# late migration canadians



## davduckman2010 (Dec 29, 2016)

the last birds to show up are allways the best for us. hugh flocks of ducks and geese bombed us all day .started to see a few snow geese with the Canadians and some nice drake pintails couldn't get a shot though don't see them that often here. got a banded goose from moosenee Ontario from way up on james bay nearly 800 miles dead north from us. these birds stun me with there ability to travel as far as they do and make it back there again every year. heres some picks from this week duck ends sunday so as long as I keep the hole in front of my blind open we should pound them till then grandson got his first limit of geese yesterday--- happy kid

Reactions: Way Cool 10 | +Karma 1


----------



## SENC (Dec 29, 2016)

Awesome, duck!

Reactions: Thank You! 1


----------



## Nature Man (Dec 29, 2016)

Doesn't seem it would get much better than that! Congrats to the grandson!

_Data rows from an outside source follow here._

PR #914, opened 2026-06-04
fix: treat local paths as urls

adthrasher:
Fixes #912. Accepted local paths can also be specified as URLs. This is useful for the future `retry` functionality because local source paths get converted to `file://` URLs internally. Allowing specified paths to also be specified as URLs, the `retry` function can reuse the prior submission cleanly.

Before submitting this PR, please make sure:

For external contributors:

- [ ] You have read the [contributing guide](https://github.com/stjude-rust-labs/sprocket/blob/main/CONTRIBUTING.md) in its entirety.
- [ ] You have not used AI on any parts of this pull request.
- [ ] You have added a few sentences describing the PR here.
- [ ] Your code builds clean without any errors or warnings.

For all contributors:

- [ ] You have added tests (when appropriate).
- [x] You have added an entry in the CHANGELOG (when appropriate).
- [ ] You have updated the README or other documentation to account for these changes (when appropriate).
- [ ] You have made a PR to the `next` branch in the [sprocket.bio repository](https://github.com/stjude-rust-labs/sprocket.bio) (when appropriate).

For PRs containing lint rule changes:

- [ ] You have updated any and all effected entries within `RULES.md`.
- [ ] You have added a test case in `crates/wdl-lint/tests/lints` that covers every
      possible diagnostic emitted for the rule within the file where the rule
      is implemented.

PR #915, opened 2026-06-04
feat: workflow management

### LINKED ISSUE #910: `dev server`: workflow management
Currently, a user creates a server with `dev server` and they can submit workflows/tasks with `dev submit`. Any other interaction with the run must be done via the API.

It would be nice for users to have a more fully featured CLI for interacting with the server. In [Oliver](https://github.com/stjudecloud/oliver), we had `inspect <workflow-id>`, `status [-d]`, `kill`, and `retry` subcommands, in addition to `submit`. `retry` also accepted command-line arguments that would override those in the original submission to make updating resources, etc., a painless experience.

Much of this can be done via API calls.

**Additional context**

adthrasher:
Adds utility functions for interacting with a `sprocket dev server`.

Adds `retry`, `cancel`, `inspect`, and `status` subcommands. Also adds an API endpoint for listing `tasks` associated with a `run`.

Right now, all commands are under `sprocket dev`. We may want to consider a new subcommand `sprocket server` with the existing `server` command becoming `server start` and the other new commands similarly nested under `server`.

Depends on #914.

For external contributors:

For all contributors:

      is implemented.


src/commands/retry.rs
```diff
@@ -0,0 +1,203 @@
...
+    // `validate_inputs` with only the override slice (a partial set) would
+    // incorrectly fail with "missing required input" for every untouched input.
+    //
+    // WDL source re-analysis above still catches structural changes to the
+    // WDL. Value-level validation for the complete merged set is performed by
+    // the server when the run executes.
+    //
+    // Note: `@file` overrides and multi-value array appends are not currently
+    // supported in the retry path.
+    for item in &args.overrides {
```
claymcleod: I see the comment here, but we should support `@file` overrides and multi-value array appends before we ship this feature IMO.

src/commands/status.rs
```diff
@@ -0,0 +1,246 @@
...
+    ///
+    /// Valid values: `queued`, `running`, `completed`, `failed`, `canceling`,
+    /// `canceled`. Only used when no `RUN_ID` is provided.
+    #[clap(long, value_name = "STATUS")]
+    status: Option<String>,
+
+    /// Maximum number of runs to return per page.
+    ///
+    /// Only used when no `RUN_ID` is provided.
+    #[clap(long, value_name = "N", default_value = "100")]
```
claymcleod: `--limit 0` can make the list path loop forever: the server returns `next_token=0` when runs exist, and `status_list` keeps requesting the same page. Let's validate this as `>= 1` in the CLI, and ideally have the API reject non-positive limits as well.

src/server/api/v1/tasks.rs
```diff
@@ -211,6 +277,89 @@ pub async fn list_tasks(
...
+            .parse::<i64>()
+            .map_err(|_| Error::BadRequest(format!("invalid `next_token`: `{}`", t)))?,
+        None => 0,
+    };
+    let limit = query.limit.unwrap_or(100);
+
+    let response = send_command(&state.run_manager_tx, |rx| RunManagerCmd::ListTasks {
+        run_id: Some(id),
+        status: query.status,
+        limit: query.limit,
```
claymcleod: This endpoint should reject non-positive `limit` values and negative `next_token` values before forwarding them to the database. SQLite treats `LIMIT -1` as unbounded, and `limit=0` can produce a repeated pagination token.

src/commands/cancel.rs
```diff
@@ -0,0 +1,60 @@
...
+
+/// Arguments for the `cancel` subcommand.
+#[derive(Parser, Debug)]
+#[command(author, version, about)]
+pub struct Args {
+    /// The run to cancel.
+    ///
+    /// May be a UUID or the human-readable generated name of the run (e.g.
+    /// `happy-dolphin-42`).
+    #[clap(value_name = "RUN_ID")]
```
claymcleod: Since this accepts either a UUID or the generated run name, `RUN` would be a clearer value name than `RUN_ID`. Could we use that across the new `cancel`, `inspect`, `retry`, and `status` commands so the signatures read as `<RUN>` / `[RUN]` while keeping the commands under `dev` for now?

src/commands.rs
```diff
@@ -132,12 +137,20 @@ pub enum Commands {
 #[derive(Subcommand, Debug)]
 #[allow(clippy::large_enum_variant)]
 pub enum DevCommands {
+    /// Cancel a running or queued run.
+    Cancel(cancel::Args),
```
claymcleod: Let's nest these run-management commands under `dev server` instead of adding more flat `dev` subcommands. The shape would be `sprocket dev server start`, `sprocket dev server submit`, `sprocket dev server status [RUN]`, `sprocket dev server inspect <RUN>`, `sprocket dev server cancel <RUN>`, and `sprocket dev server retry <RUN> [OVERRIDES]`, which keeps the namespace under `dev` for now while grouping the server lifecycle and server-client actions together.

src/commands/client.rs
```diff
@@ -0,0 +1,191 @@
...
+use crate::config::Config;
+use crate::server::ErrorResponse;
+use crate::server::ListRunsResponse;
+use crate::server::ListTasksResponse;
+use crate::server::RunTaskCountsResponse;
+use crate::server::Task;
+
+/// CLI arguments for connecting to a Sprocket server instance.
+#[derive(ClapArgs, Debug)]
+pub struct SprocketClientConnectionArgs {
```
claymcleod: If these commands are moving under `dev server`, `ServerConnectionArgs` would be a clearer and shorter name for this shared argument group.

tests/api/tasks.rs
```diff
@@ -0,0 +1,162 @@
...
+/// Seed a run with the given name and return its UUID.
+async fn seed_run(db: &Arc<dyn Database>, session_id: Uuid, name: &str) -> Uuid {
+    let run_id = Uuid::new_v4();
+    db.create_run(run_id, session_id, name, "test.wdl", Some("wf"), "{}")
+        .await
+        .unwrap();
+    run_id
+}
+
+#[sqlx::test]
```
claymcleod, line 80: These tests cover `/runs/{id}/tasks/counts`, but the new `/runs/{id}/tasks` route is still untested. Let's add coverage for run filtering, status filtering, pagination, and the invalid `limit` / `next_token` cases called out above.

src/commands/client.rs
```diff
@@ -0,0 +1,191 @@
...
+
+    Err(CommandError::Single(anyhow::anyhow!(msg)))
+}
+
+/// Fetches the per-status task counts for a run.
+///
+/// Queries `GET /api/v1/runs/{uuid}/tasks/counts`. The endpoint reports
+/// all-zero counts (rather than an error) for unknown runs.
+pub async fn fetch_task_counts(base_url: &str, uuid: Uuid) -> CommandResult<RunTaskCountsResponse> {
+    let url = format!("{base_url}/api/v1/runs/{uuid}/tasks/counts");
```
claymcleod: It might be worth having the server module expose route templates/builders and using those from the CLI client instead of duplicating API path strings here. For example, the server could define `RUN_TASK_COUNTS: &str = "/runs/{id}/tasks/counts"` for router/OpenAPI registration plus `run_task_counts_path(id: Uuid) -> String` for clients; then route-shape changes become harder to miss because the router, docs, and client all refer to the same named route.

src/commands/cancel.rs
```diff
@@ -0,0 +1,60 @@
...
+    let body: CancelRunResponse = resp
+        .json()
+        .await
+        .context("failed to deserialize cancel response")?;
+
+    println!(
+        "Run {uuid} has been signaled for cancellation.",
+        uuid = body.uuid,
+    );
+    println!(
```
claymcleod, line 41: This note should only print when the server is actually running in slow-failure mode. Could we add a small server metadata/config route that reports the active failure mode, then have `cancel` query it and conditionally show this message? That keeps the CLI from warning about slow cancellation behavior when the server is configured for fast failure.

src/commands/cancel.rs
```diff
@@ -0,0 +1,60 @@
...
+
+    let body: CancelRunResponse = resp
+        .json()
+        .await
+        .context("failed to deserialize cancel response")?;
+
+    println!(
+        "Run {uuid} has been signaled for cancellation.",
+        uuid = body.uuid,
+    );
```
claymcleod, line 44:
```suggestion
    println!(
        "Run `{uuid}` has been signaled for cancellation.",
        uuid = body.uuid,
    );
```

src/commands/client.rs
```diff
@@ -0,0 +1,191 @@
...
+        0 => Err(CommandError::Single(anyhow::anyhow!(
+            "no run found with name or UUID `{input}`"
+        ))),
+        1 => Ok(matches[0]),
+        _ => {
+            let ids = matches
+                .iter()
+                .map(|u| u.to_string())
+                .collect::<Vec<_>>()
+                .join(", ");
```
claymcleod, line 205:
```suggestion
            let ids = matches
                .iter()
                .map(|u| format!("`{u}`"))
                .collect::<Vec<_>>()
                .join(", ");
```

src/commands/inspect.rs
```diff
@@ -0,0 +1,488 @@
...
+
+    if let Some(summary) = task_counts_summary(&counts, colorize) {
+        field!("Tasks:", summary);
+    }
+
+    if let Some(target) = &run.target {
+        field!("Target:", target);
+    }
+
+    field!("Source:", run.source);
```
claymcleod:
```suggestion
    field!("Name:", format!("`{}`", run.name));
    field!("UUID:", format!("`{}`", run.uuid));
    field!("Status:", status_display);

    if let Some(summary) = task_counts_summary(&counts, colorize) {
        field!("Tasks:", summary);
    }

    if let Some(target) = &run.target {
        field!("Target:", format!("`{target}`"));
    }

    field!("Source:", format!("`{}`", run.source));
```

src/commands/inspect.rs
```diff
@@ -0,0 +1,488 @@
...
+    if let Some(directory) = &run.directory {
+        field!("Directory:", directory);
+
+        // Note the outputs file location if outputs are available.
+        if run.outputs.is_some() {
+            let outputs_path = std::path::Path::new(directory).join("outputs.json");
+            field!(
+                "Outputs:",
+                format!("available at {}", outputs_path.display())
+            );
```
claymcleod, line 295:
```suggestion
        field!("Directory:", format!("`{directory}`"));

        // Note the outputs file location if outputs are available.
        if run.outputs.is_some() {
            let outputs_path = std::path::Path::new(directory).join("outputs.json");
            field!(
                "Outputs:",
                format!("available at `{}`", outputs_path.display())
            );
```

src/commands/status.rs
```diff
@@ -0,0 +1,246 @@
...
+    println!(
+        "{short_uuid}  {name:<30}  {status}{elapsed}",
+        short_uuid = &run.uuid.to_string()[..8],
+        name = run.name,
+        status = status_display,
+        elapsed = elapsed,
+    );
+
+    if let Some(target) = &run.target {
+        println!("{:>14}  {target}", "Target:");
```
claymcleod, line 145:
```suggestion
    let name_display = format!("`{}`", run.name);
    println!(
        "`{short_uuid}`  {name:<32}  {status}{elapsed}",
        short_uuid = &run.uuid.to_string()[..8],
        name = name_display,
        status = status_display,
        elapsed = elapsed,
    );

    if let Some(target) = &run.target {
        println!("{:>14}  `{target}`", "Target:");
    }
```

src/commands/status.rs
```diff
@@ -0,0 +1,246 @@
...
+            .unwrap_or(run.created_at)
+            .format("%Y-%m-%d %H:%M:%S UTC");
+
+        println!(
+            "{short_uuid}  {name:<30}  {status:<12}  {target:<20}  {timestamp}",
+            short_uuid = &run.uuid.to_string()[..8],
+            name = run.name,
+            status = status_display,
+            target = target,
+            timestamp = timestamp,
```
claymcleod:
```suggestion
        let target = run
            .target
            .as_deref()
            .map(|target| format!("`{target}`"))
            .unwrap_or_else(|| "-".to_string());
        let name_display = format!("`{}`", run.name);
        let timestamp = run
            .completed_at
            .or(run.started_at)
            .unwrap_or(run.created_at)
            .format("%Y-%m-%d %H:%M:%S UTC");

        println!(
            "`{short_uuid}`  {name:<32}  {status:<12}  {target:<22}  {timestamp}",
            short_uuid = &run.uuid.to_string()[..8],
            name = name_display,
            status = status_display,
            target = target,
            timestamp = timestamp,
        );
```

src/commands/client.rs
```diff
@@ -0,0 +1,191 @@
...
+/// Queries `GET /api/v1/runs/{uuid}/tasks`. The returned tasks are sorted by
+/// creation time ascending (oldest first), so callers see them in execution
+/// order regardless of the server's page ordering.
+pub async fn fetch_run_tasks(base_url: &str, uuid: Uuid) -> CommandResult<Vec<Task>> {
+    let client = reqwest::Client::new();
+    let mut next_token: Option<String> = None;
+    let mut tasks = Vec::new();
+
+    loop {
+        let mut url = format!("{base_url}/api/v1/runs/{uuid}/tasks?limit=100");
```
claymcleod: nit: Could we make this `100` a named client page-size constant and reuse it for both paginated helpers in this file?

```suggestion
        let mut url = format!("{base_url}/api/v1/runs/{uuid}/tasks?limit={DEFAULT_PAGE_SIZE}");
```

claymcleod (changes requested):

src/commands/status.rs
adthrasher: Screenshot 2026-06-29 at 10 09 55 AM
As a user experience, I think the backticks are worse.

src/commands/inspect.rs
```diff
@@ -0,0 +1,489 @@
...
+
+    if let Some(directory) = &run.directory {
+        field!("Directory:", format!("`{directory}`"));
+
+        // Note the outputs file location if outputs are available.
+        if run.outputs.is_some() {
+            let outputs_path = std::path::Path::new(directory).join("outputs.json");
+            field!(
+                "Outputs:",
+                format!("available at `{}`", outputs_path.display())
```
adthrasher, line 294: This is insufficient for users to find the outputs easily. The path to the `out` directory needs to be reported somewhere, possibly in the server metadata endpoint.

```
  Directory:  `runs/variant_calling/2026-07-07_133441831049615`
    Outputs:  available at `runs/variant_calling/2026-07-07_133441831049615/outputs.json`
```

src/commands/status.rs
claymcleod: I agree with your assessment. Let's change it back if that's okay.

src/commands/status.rs
```diff
@@ -0,0 +1,253 @@
...
+            .unwrap_or_else(|| "-".to_string());
+        let name_display = format!("`{}`", run.name);
+        let timestamp = run
+            .completed_at
+            .or(run.started_at)
+            .unwrap_or(run.created_at)
+            .format("%Y-%m-%d %H:%M:%S UTC");
+
+        println!(
+            "`{short_uuid}`  {name:<32}  {status:<12}  {target:<22}  {timestamp}",
```
claymcleod: These columns are padded to fixed widths (`name:<32`, `target:<22`) but never truncated, so any run name or target longer than its column overflows and pushes the rest of the row out of alignment. Worth truncating with an ellipsis (e.g. `variant_calling_wi…`) so the table stays aligned regardless of input length. The single-run summary above doesn't have this problem since it's not columnar—this is just for the list view.

adthrasher: For subsequent calls, the user needs either the full UUID or the full name. I'm currently printing just the short UUID. So we'll need to ensure we print at least one in full.

adthrasher: Practically speaking, the longest word in the adjective [list](https://github.com/allenap/rust-petname/blob/master/words/large/adjectives.txt) is 25 characters. The longest noun in the [list](https://github.com/allenap/rust-petname/blob/master/words/large/nouns.txt) is 11 characters. So with the 6 hex and two `-` characters, the upper limit is 44 characters.

claymcleod (approved):
Needs `CHANGELOG` entries, but otherwise good.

Chuck

Reactions: Thank You! 1


----------



## Wildthings (Dec 29, 2016)

What a great mixed bag!

Reactions: Thank You! 1


----------



## Mike1950 (Dec 29, 2016)

Damn- I thought title indicated @Kenbo was tryin to sneak across border again.....

Reactions: Funny 1


----------



## Kenbo (Dec 29, 2016)

Mike1950 said:


> Damn- I thought title indicated @Kenbo was tryin to sneak across border again.....



I tried.......they wouldn't have me.

Reactions: Funny 5


----------



## ripjack13 (Dec 29, 2016)

Duck, duck, goose!

Well done duck!!

Reactions: Thank You! 1 | Funny 1


----------



## woodtickgreg (Dec 30, 2016)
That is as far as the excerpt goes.